Can Bullies To Change?
I remember when I was a five year old I witnessed my first instance on bullying. A kid in our kindergarten class had brought a silver dollar to school and was showing it off. Another boy who was known for emotional outbursts and hitting other kids ran up and grabbed the silver dollar away. He then pushed the kid that had brought the silver dollar to school and started walking away leaving the boy on the ground crying. Back in then (I say that like I'm so old) teachers actually did something about bullying without having their hands tied by risking lawsuits, etc. After telling the teacher she got the silver dollar back from the bully and made him sit in the corner. Things were simple at that age.
I recall as I reached my early teens still in public school. A boy, we'll call him Park, used to ridicule me and another boy who didn't want to take showers after gym. Keeping in mind I was just reaching puberty and the boys shower room was just one large room with no dividers in which everyone went in to take a shower at once. Park would call us gay and just about everything else under the sun because we didn't shower with them after gym. Of course that made little sense. If we were gay I'm sure getting into a shower with a large group of naked boys wouldn't have bothered us. At the time I found it rather gross for us all to be showering together.
Park would change though as time went on. I think as we finished our last year of elementary school he experienced a personal tragedy in his life and it forced him to grow up. Less than two years later we were in high school and playing volley ball, another teen, we'll call him Liot, was angry because he was losing. He threw the volleyball and hit me square in the face. Park who was in the same class I was ran up to Liot and began yelling at him for what he did. Telling him to apologize to me. Liot didn't but at the time I was incredibly surprised by Park. He had grown up and was no longer a bully.

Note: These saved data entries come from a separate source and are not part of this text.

Issue #2781, opened 2022-10-08
[bug] Presets with `$env{}` are not checked for circular references.


hwhsu1231:
### Brief Issue Summary

This issue is related to the [topic](https://discourse.cmake.org/t/how-to-write-a-proper-configurepreset-using-mingw-compilers-with-mingw-makefiles-generator/6615/5?u=hwhsu1231) I posted in CMake Discourse.

In short, it should **FAIL** to configure the project when using `$env{}` like the following example:

```json
"environment": {
  "PATH": "C:/msys64/mingw64/bin;$env{PATH}"
},
```

And it failed as I expected when operating in Terminal.

```cmd
F:\Git-Repo\cmake-project-template-conan>cmake --preset win32-gcc-x64-mingw-debug
CMake Error: Could not read presets from F:/Git-Repo/cmake-project-template-conan: Invalid macro expansion
```

However, it somehow could work with CMake Tools in Visual Studio Code. According to what [Kyle Edwards](https://discourse.cmake.org/u/kyle.edwards) said:

> The `$env{...`} macro is supposed to reference other environment variables within the environment map, or the environment inherited from the parent process if the corresponding variable doesn’t exist. The problem is that if `PATH` contains `$env{PATH}`, then it’s referencing itself, creating a circular dependency. The purpose of `$penv{...}` is to break this cycle by only using the environment inherited from the parent process. If `"PATH": "$env{PATH}"` works in VSCode then it sounds like they didn’t implement their preset support properly.

### Environments and Versions

- Visual Studio Code: **1.71.2**
- CMake Tools: **1.13.11**

### Screenshots

![2af6809a9d09c181f7bf52a7e48f5f1d1744b57f](https://user-images.githubusercontent.com/71438617/194700266-55eb4e8f-ccc8-4640-a92a-84af9c3c9e6f.gif)

bobbrow:
It looks like we marked it as a warning instead of an error.

qarni:
Related to #2934

PR #3905, opened 2024-07-15
Preset file expansion on open/save and expansion validation

### LINKED ISSUE #2934: Expansion of ${generator} macro not working in preset conditions
### Brief Issue Summary

In order to reuse our company-internal CMake presets I wanted to create a repository with common base presets and leverage the `include` and `inherits` capabilities. Since the build presets differ for single-config and multi-config generators (mainly the `configuration` property), I tried to leverage the `condition` properties to check what the value of `${generator}` is. Unfortunately, the evaluation seems to fail and does not match CMake's command line behavior.

### CMake Tools Diagnostics

```shell
{
  "os": "win32",
  "vscodeVersion": "1.74.2",
  "cmtVersion": "1.12.27",
  "configurations": [
    {
      "folder": "c:\\Users\\WDAGUtilityAccount\\Desktop\\presets-test",
      "cmakeVersion": "3.25.1",
      "configured": true,
      "generator": "Ninja",
      "usesPresets": true,
      "compilers": {}
    }
  ],
  "cpptoolsIntegration": {
    "isReady": false,
    "hasCodeModel": false,
    "activeBuildType": "",
    "buildTypesSeen": [],
    "requests": [],
    "responses": [],
    "partialMatches": [],
    "targetCount": 0,
    "executablesCount": 0,
    "librariesCount": 0,
    "targets": []
  },
  "settings": [
    {
      "useCMakePresets": "auto",
      "configureOnOpen": null
    }
  ]
}
```

### Debug Log

_No response_

### Additional Information

**Example Presets**

<details>
<summary>CMakePresets.json</summary>

```json
{
    "version": 4,
    "configurePresets": [
        {
            "name": "base-single",
            "hidden": true,
            "generator": "Ninja"
        },
        {
            "name": "base-multi",
            "hidden": true,
            "generator": "Ninja Multi-Config"
        },
        {
            "name": "dev1",
            "inherits": ["base-single"]
        },
        {
            "name": "dev2",
            "inherits": ["base-multi"]
        },
        {
            "name": "dev3",
            "generator": "Ninja"
        },
        {
            "name": "dev4",
            "generator": "Ninja Multi-Config"
        },
        {
            "name": "dev5",
            "inherits": ["base-single"],
            "condition": {
                "type": "equals",
                "lhs": "${generator}",
                "rhs": "Ninja"
            }
        },
        {
            "name": "dev6",
            "inherits": ["base-single"],
            "condition": {
                "type": "equals",
                "lhs": "${generator}",
                "rhs": "Ninja Multi-Config"
            }
        },
        {
            "name": "dev7",
            "generator": "Ninja",
            "condition": {
                "type": "equals",
                "lhs": "${generator}",
                "rhs": "Ninja"
            }
        },
        {
            "name": "dev8",
            "generator": "Ninja",
            "condition": {
                "type": "equals",
                "lhs": "${generator}",
                "rhs": "Ninja Multi-Config"
            }
        }
    ],
    "buildPresets": [
        {
            "name": "dev1-working",
            "configurePreset": "dev1",
            "environment": {
                "GENERATOR_MACRO": "${generator}"
            },
            "condition": {
                "type": "equals",
                "lhs": "${hostSystemName}",
                "rhs": "Windows"
            }
        },
        {
            "name": "dev1-single",
            "configurePreset": "dev1",
            "condition": {
                "type": "equals",
                "lhs": "${generator}",
                "rhs": "Ninja"
            }
        },
        {
            "name": "dev1-multi-debug",
            "configurePreset": "dev1",
            "configuration": "Debug",
            "condition": {
                "type": "equals",
                "lhs": "${generator}",
                "rhs": "Ninja Multi-Config"
            }
        },
        {
            "name": "dev1-multi-release",
            "configurePreset": "dev1",
            "configuration": "Release",
            "condition": {
                "type": "equals",
                "lhs": "${generator}",
                "rhs": "Ninja Multi-Config"
            }
        },
        {
            "name": "dev2-single",
            "configurePreset": "dev2",
            "condition": {
                "type": "equals",
                "lhs": "${generator}",
                "rhs": "Ninja"
            }
        },
        {
            "name": "dev2-multi-debug",
            "configurePreset": "dev2",
            "configuration": "Debug",
            "condition": {
                "type": "equals",
                "lhs": "${generator}",
                "rhs": "Ninja Multi-Config"
            }
        },
        {
            "name": "dev2-multi-release",
            "configurePreset": "dev2",
            "configuration": "Release",
            "condition": {
                "type": "equals",
                "lhs": "${generator}",
                "rhs": "Ninja Multi-Config"
            }
        },
        {
            "name": "dev3-single",
            "configurePreset": "dev3",
            "condition": {
                "type": "equals",
                "lhs": "${generator}",
                "rhs": "Ninja"
            }
        },
        {
            "name": "dev3-multi-debug",
            "configurePreset": "dev3",
            "configuration": "Debug",
            "condition": {
                "type": "equals",
                "lhs": "${generator}",
                "rhs": "Ninja Multi-Config"
            }
        },
        {
            "name": "dev3-multi-release",
            "configurePreset": "dev3",
            "configuration": "Release",
            "condition": {
                "type": "equals",
                "lhs": "${generator}",
                "rhs": "Ninja Multi-Config"
            }
        },
        {
            "name": "dev4-single",
            "configurePreset": "dev4",
            "condition": {
                "type": "equals",
                "lhs": "${generator}",
                "rhs": "Ninja"
            }
        },
        {
            "name": "dev4-multi-debug",
            "configurePreset": "dev4",
            "configuration": "Debug",
            "condition": {
                "type": "equals",
                "lhs": "${generator}",
                "rhs": "Ninja Multi-Config"
            }
        },
        {
            "name": "dev4-multi-release",
            "configurePreset": "dev4",
            "configuration": "Release",
            "condition": {
                "type": "equals",
                "lhs": "${generator}",
                "rhs": "Ninja Multi-Config"
            }
        }
    ]
}
```

</details>

**Expected Behavior**

All presets whose conditions are evaluated to true are displayed.

**Actual Behavior**

_CMake > Select Configure Preset_ is missing the `dev5` configure preset:

image

_CMake > Select Build Preset_ does not show any of the associated build presets, whether the condition is met or not:

image

Also when a configure preset is selected for the first time, the first associated build preset is selected automatically even if its condition is not fulfilled and it is not visible in the dropdown:

image

For reference, these are the presets recognized by CMake:
```shell
$ cmake --list-presets=configure
Available configure presets:

  "dev1"
  "dev2"
  "dev3"
  "dev4"
  "dev5"
  "dev7"

$ cmake --list-presets=build
Available build presets:

  "dev1-single"       
  "dev2-multi-debug"  
  "dev2-multi-release"
  "dev3-single"       
  "dev4-multi-debug"  
  "dev4-multi-release"
```

**Other Observations**

With other properties such as `environment` the `${generator}` macro gets correctly expanded. Also, conditions with other macros such as `${hostSystemName}` work as expected. See `dev1-working`.

qarni:
Fixes #2934, #2781.

This change changes the way we do preset file expansion. Expansion now occurs upfront on file open or save, and **if there are no errors**, the expanded presets will be cached so repeated expansion is not necessary every time `getAll{type of preset}Presets()` is called.

The only time expansion will happen again is on set preset, which will then also apply the VS developer environment as needed. This is avoided on the initial expansion for performance.

If there **are** errors in expansion, the errors are shown in the problems panel per file. The presets file will also be set to undefined, which will invalidate that file and not allow any presets in that file to be recognized/selected as valid presets. This is in line with the CMake command line experience.

image

Some notes:
- The ${generator} macro should not work for packagePresets, but should now expand correctly for all other presets and evaluate conditions correctly
- Tertiary preset cache was added (really its just the original presets cache but used in a new way) to account for included json files that wouldnt be in the original presets files


src/preset.ts
```diff
@@ -776,43 +783,58 @@ async function expandCondition(condition: boolean | Condition | null | undefined
...
+            if (expandedPreset) {
+                const opts = await getExpansionOptions('${workspaceFolder}', sourceDir, expandedPreset);
+                preset.condition = await expandCondition(preset.condition, opts, errorHandler);
+            }
         }
     }
 }
 
-export async function expandConfigurePreset(folder: string, name: string, workspaceFolder: string, sourceDir: string, allowUserPreset: boolean = false): Promise<ConfigurePreset | null> {
+export async function expandConfigurePreset(folder: string, name: string, workspaceFolder: string, sourceDir: string, allowUserPreset: boolean = false, enableTryApplyDevEnv: boolean = true, errorHandler?: ExpansionErrorHandler): Promise<ConfigurePreset | null> {
```
gcampbell-msft, line 816: I wonder if we should pull the `enableTryApplyDevEnv` out of this method, and do it outside of this method so that it's fully decoupled. 

We could maybe do it upon selecting the configure preset.

src/preset.ts
```diff
@@ -1470,37 +1503,44 @@ export async function expandBuildPreset(folder: string, name: string, workspaceF
...
-            expandedPreset.nativeToolOptions[index] = await expandString(preset.nativeToolOptions[index], expansionOpts);
+            expandedPreset.nativeToolOptions[index] = await expandString(preset.nativeToolOptions[index], expansionOpts, errorHandler);
         }
     }
 
     // Other fields can be copied by reference for simplicity
     merge(expandedPreset, preset);
 
+    if (errorHandler) {
+        for (const error of errorHandler.tempErrorList || []) {
```
gcampbell-msft, line 1525: Why do we need to use a `tempErrorList`? Why not just use a single error list? It seems like we essentially already do this and then just assign it here?

src/presetsController.ts
```diff
@@ -420,7 +429,7 @@ export class PresetsController {
 
             if (newPreset) {
 
-                const before: preset.ConfigurePreset[] = await this.getAllConfigurePresets();
+                const before: preset.ConfigurePreset[] = preset.allConfigurePresets(this.folderPath);
```
gcampbell-msft, line 432: Shouldn't this include the user presets?

qarni: What do you mean? `allConfigurePresets()` also gets the user presets. 

Although, a related note is that `getAllConfigurePresets()` and `allConfigurePresets()` do exactly the same thing now that I took out expandVendor and expandConditions, except the former is in `PresetsController` and the latter is in `Preset`.

I wanted to get rid of `allConfigurePresets()` - but it has this comment "Don't use this function if you need to keep any changes in the presets" and I'm not sure what that is referring to or if it's just outdated.

qarni: Oh I see. One is async and the other is not

src/preset.ts
```diff
@@ -619,42 +619,48 @@ const referencedConfigurePresets: Map<string, Set<string>> = new Map();
  * They should NOT be used together.
  * They should Not call each other.
  */
-export function expandVendorForConfigurePresets(folder: string): void {
+export async function expandVendorForConfigurePresets(folder: string, sourceDir: string, workspaceFolder: string, errorHandler?: ExpansionErrorHandler): Promise<void> {
```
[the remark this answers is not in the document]
qarni: Yeah I agree. Also, is there a reason you added `expandConfigurePreset` in there? Can I cut it back to where it was before without `expandConfigurePreset`

src/presetsController.ts
gcampbell-msft: Ah, I see, yeah it would be great to only have one of those methods to avoid confusion. Are there any differences besides async? Are they using the same underlying code?

src/preset.ts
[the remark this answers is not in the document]
gcampbell-msft: The reason `expandConfigurePreset` was in there was because it needs to expand things like the generator and other things to ensure that the vendor can expand it's macros correctly, also accounting for inheritance. However, if we handle this in the overall method, I don't think we'll have to worry about it.

src/presetsController.ts
qarni: Nope they're exactly the same except for async. I'm thinking I'll just keep the async one..?

qarni: Will handle this in a follow up cleanup/refactor PR

src/preset.ts
```diff
@@ -1180,7 +1055,64 @@ async function tryApplyVsDevEnv(preset: ConfigurePreset, workspaceFolder: string
...
+
+    // TODO: We likely need to refactor to include these refs, for configure, build, test, etc Presets.
+    const refs = referencedConfigurePresets.get(folder);
+    if (!refs) {
+        referencedConfigurePresets.set(folder, new Set());
+    } else {
+        refs.clear();
+    }
+
+    // if enableTryApplyDevEnv is true, we have to check if the preset is valid in expandedPresetsFiles
```
gcampbell-msft: Remind me what case this is protecting against?

src/preset.ts
```diff
@@ -1180,7 +1055,64 @@ async function tryApplyVsDevEnv(preset: ConfigurePreset, workspaceFolder: string
...
+
+    errorHandlerHelper(preset.name, errorHandler);
+
+    // Other fields can be copied by reference for simplicity
+    merge(expandedPreset, preset);
+
+    return expandedPreset;
+}
+
+async function expandConfigurePresetImpl(folder: string, name: string, allowUserPreset: boolean = false, useOriginalPresets: boolean = false, errorHandler?: ExpansionErrorHandler): Promise<ConfigurePreset | null> {
```
gcampbell-msft, line 1088: We should add a comment explaining the `useOriginalPresets` variable here so that people understand the use case and why we have it. It's nice to have this functionality overall, but right now it's purely for an edge case, so it might even be worthwhile to have the edge case described in short in the comment for this function.

src/preset.ts
```diff
@@ -1180,7 +1055,64 @@ async function tryApplyVsDevEnv(preset: ConfigurePreset, workspaceFolder: string
     preset.__parentEnvironment = EnvironmentUtils.mergePreserveNull([process.env, developerEnvironment]);
 }
 
-async function expandConfigurePresetHelper(folder: string, preset: ConfigurePreset, allowUserPreset: boolean = false, errorHandler?: ExpansionErrorHandler) {
+export async function expandConfigurePreset(folder: string, name: string, workspaceFolder: string, sourceDir: string, allowUserPreset: boolean = false, enableTryApplyDevEnv: boolean = true, errorHandler?: ExpansionErrorHandler): Promise<ConfigurePreset | null> {
```
gcampbell-msft, line 1058: Similar comment here: I think we should add a comment for the parameters explaining the context and what they are used for, especially the `enableTryApplyDevEnv`. 

Also, correct me if I'm wrong, but I think the default for the `enableTryApplyDevEnv` could probably be `false` now right? 
Since it should only be true when we're actually setting the configure preset and re-expanding? It's just a default so as long as we set it correctly at invocation time, it's fine either way, just make sure it's documented, whichever direction you pick 👍

src/cmakeProject.ts
```diff
@@ -266,11 +266,24 @@ export class CMakeProject {
             return undefined;
         }
         log.debug(localize('resolving.config.preset', 'Resolving the selected configure preset'));
+
+        // We want to use the original unexpanded preset file to apply the dev env in expandConfigurePreset
+        // we have to first check if the preset is valid in expandedPresetsFiles since we won't be expanding the whole file here, only the path up for this preset
```
gcampbell-msft, line 271: I noticed a very similar comment and code to this inside of the `expandConfigurePreset` method. Do we need both? It feels like it should only be in one place, likely here?

src/cmakeProject.ts
```diff
@@ -266,11 +266,24 @@ export class CMakeProject {
...
+        if (!preset.getPresetByName(preset.configurePresets(this.folderPath), configurePreset)) {
+            return undefined;
+        }
+
+        // TODO: move applyDevEnv here to decouple from expandConfigurePreset
```
gcampbell-msft, line 276: The TODO is fine, besides our offline discussion about how in general we should try to avoid too many of these so we don't just continually grow TODO's. We discussed why this case is fine 👍, just figured I'd comment on it again.

src/expand.ts
```diff
@@ -122,22 +126,24 @@ export async function expandString<T>(input: string | T, opts: ExpansionOptions)
...
+            const expansion = await expandStringHelper(result, opts, errorHandler);
             result = expansion.result;
             didReplacement = expansion.didReplacement;
             circularReference = expansion.circularReference;
             i++;
         } while (i < maxRecursion && opts.recursive && didReplacement && !circularReference);
 
         if (circularReference) {
-            log.error(localize('circular.variable.reference', 'Circular variable reference found: {0}', circularReference));
+            log.error(localize('circular.variable.reference.full', 'Circular variable reference found: {0}', circularReference));
```
gcampbell-msft, line 137: Why the changes to the key value for the localize calls here? Is there a reason why we're adding `full` to the end of them all?

gcampbell-msft: Ah, I see why now, disregard.

src/preset.ts
```diff
@@ -449,11 +449,11 @@ export function setOriginalUserPresetsFile(folder: string, presets: PresetsFile
     originalUserPresetsFiles.set(folder, presets);
 }
 
-export function setPresetsFile(folder: string, presets: PresetsFile | undefined) {
-    presetsFiles.set(folder, presets);
+export function setExpandedPresetsFile(folder: string, presets: PresetsFile | undefined) {
```
gcampbell-msft, line 452: Just confirming, this is just a rename to make it more obvious about how we're saving the state of these files right?

src/expand.ts
qarni: needed to add a localized string for the errorHandler with almost the same wording but a bit different so i figured id do that to differentiate

src/preset.ts
qarni: yup!

src/preset.ts
```diff
@@ -1949,14 +1954,15 @@ async function expandWorkflowPresetImpl(folder: string, name: string, workspaceF
...
+        return expandWorkflowPresetHelper(folder, preset, workspaceFolder, sourceDir, true, enableTryApplyDevEnv, errorHandler);
     }
 
     log.error(localize('workflow.preset.not.found', 'Could not find workflow preset with name {0}', name));
+    errorHandler?.tempErrorList.push([localize('workflow.preset.not.found', 'Could not find workflow preset'), name]);
     return null;
 }
 
-async function expandWorkflowPresetHelper(folder: string, preset: WorkflowPreset, workspaceFolder: string, sourceDir: string, allowUserPreset: boolean = false) {
+async function expandWorkflowPresetHelper(folder: string, preset: WorkflowPreset, workspaceFolder: string, sourceDir: string, allowUserPreset: boolean = false, enableTryApplyDevEnv: boolean = true, errorHandler?: ExpansionErrorHandler) {
```
gcampbell-msft, line 1965: Not for this PR, but it might be wise to make a TODO for the fact that now that we have a collection for the Problems Pane for CMakePresets validation and expansion, there are lots of other entry points where we could use it, for example, confirming that step 1 of the workflow preset is a configure step, doesn't need a TODO comment, but maybe we could make a note or issue for ourselves somewhere

src/presetsController.ts
```diff
@@ -9,13 +9,15 @@ import { fs } from '@cmt/pr';
...
-import { ExpansionOptions, getParentEnvSubstitutions, substituteAll } from '@cmt/expand';
+import { ExpansionErrorHandler, ExpansionOptions, getParentEnvSubstitutions, substituteAll } from '@cmt/expand';
 import paths from '@cmt/paths';
 import { KitsController } from '@cmt/kitsController';
 import { descriptionForKit, Kit, SpecialKits } from '@cmt/kit';
 import { getHostTargetArchString } from '@cmt/installs/visualStudio';
 import { loadSchema } from '@cmt/schema';
 import json5 = require('json5');
+import { Diagnostic, DiagnosticSeverity, Position, Range } from 'vscode';
+import collections from './diagnostics/collections';
```
gcampbell-msft, line 20: **NIT**: Could we possibly follow the pattern of the other imports with `from '@cmt/collections`?

src/presetsController.ts
```diff
@@ -174,6 +175,11 @@ export class PresetsController {
         // Private fields must be set after validation, otherwise validation would fail.
         this.populatePrivatePresetsFields(presetsFile, file);
         await this.mergeIncludeFiles(presetsFile, presetsFile, file, referencedFiles);
+
+        // set the pre-expanded version so we can call expandPresetsFile on it
+        setPresetsFile(this.folderPath, presetsFile);
```
gcampbell-msft, line 180: What about the current code requires that we call `setPresetsFile` first? It seems to me that it's passed in as an argument to `expandPresetsFile`

gcampbell-msft (changes requested):
Left a bunch of comments, just wanting to make sure we don't forget to tidy up the code and make sure that everything is well understood and documented before merging. Overall, the changes look good, with just a couple of implementation questions.

gcampbell-msft:
Comment to remind to test these changes for this issue as well: #2934 , just wanted to remind since it's not a devenv issue, we don't want to forget it.

src/preset.ts
qarni: a work item maybe? it'll also need to be fleshed out a bit so we can add different kinds of errors without wiping the rest

src/preset.ts
qarni: added comment and yeah I set it to be false

src/preset.ts
qarni: making sure that the preset we are setting is valid in the expanded presets map, since expansion will be using the original presets map which is pre validation

src/presetsController.ts
qarni: Its passed to `expandPresetsFile` so we can update it by reference, but `setPresetsFile` is still required because each of the individual `expand___Preset` functions dont take a whole presets file as a parameter - we call `getPresetByName(configurePresets(folder, useOriginalPresets), name)` or something similar which reads the preset file that we already have saved

qarni: From my most recent change, we could do this same thing but read from original presets file instead of this semi processed version of expanded presets... though it would effectively be the same thing just a matter of it looking cleaner one way or the other

src/preset.ts
gcampbell-msft: Yeah I think that's a good idea

src/presetsController.ts
```diff
@@ -171,9 +172,20 @@ export class PresetsController {
         }
 
         presetsFile = await this.validatePresetsFile(presetsFile, file);
-        // Private fields must be set after validation, otherwise validation would fail.
-        this.populatePrivatePresetsFields(presetsFile, file);
-        await this.mergeIncludeFiles(presetsFile, presetsFile, file, referencedFiles);
+
+        if (presetsFile) {
```
gcampbell-msft, line 176: How does this solve the `include` test?

src/presetsController.ts
```diff
@@ -816,11 +829,25 @@ export class PresetsController {
...
 
+    async getAllBuildPresets(): Promise<preset.BuildPreset[]> {
+        return preset.buildPresets(this.folderPath).concat(preset.userBuildPresets(this.folderPath));
+    }
+
+    async getAllTestPresets(): Promise<preset.TestPreset[]> {
+        return preset.testPresets(this.folderPath).concat(preset.userTestPresets(this.folderPath));
+    }
+
+    async getAllPackagePresets(): Promise<preset.PackagePreset[]> {
```
gcampbell-msft, line 843: Are these used anywhere anymore?

gcampbell-msft (dismissed):
Still some comments to address and make sure we have understanding on, but it looks good to me.

src/presetsController.ts
qarni: Yes, I didnt merge the two similar functions bc making everything async was a big change so im going to follow up with it

src/presetsController.ts
qarni: we need to run mergeIncludeFiles to get the original presets file updated with all possible presets. Otherwise, when we try to select a preset and configure, and we try to grab the original preset to do a full expansion, it wouldn't exist. I made a copy by value so it doesn't get expanded after that. Any thoughts?

qarni:
TODO's for follow up:
- restore the last selected preset after an error
- reduce all the getallpresets into one function
- move `applyDevEnv` to decouple from `expandConfigurePreset`

gcampbell-msft (approved):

The same thing would eventually happen to Liot a few years later. By that time we were in our late teens and our last year of high school. He had mellowed and we even had an occasional conversation. He would ask me how I was doing, we discuss what we were going to do after graduation. It seemed he had grown up as well.
Throughout life as I got older I have seen that people do change, especially from children, to teens, to adulthood. The message I am trying to get across is that teachers, parents even other peers should work toward helping bullies fit into their future roles as functioning members of society. It is better to rehabilitate a bully as a child than to simply punish them and forget it because it is much easier than trying to rehabilitate an adult criminal who hasn't had anyone try to put him on the right path his whole life.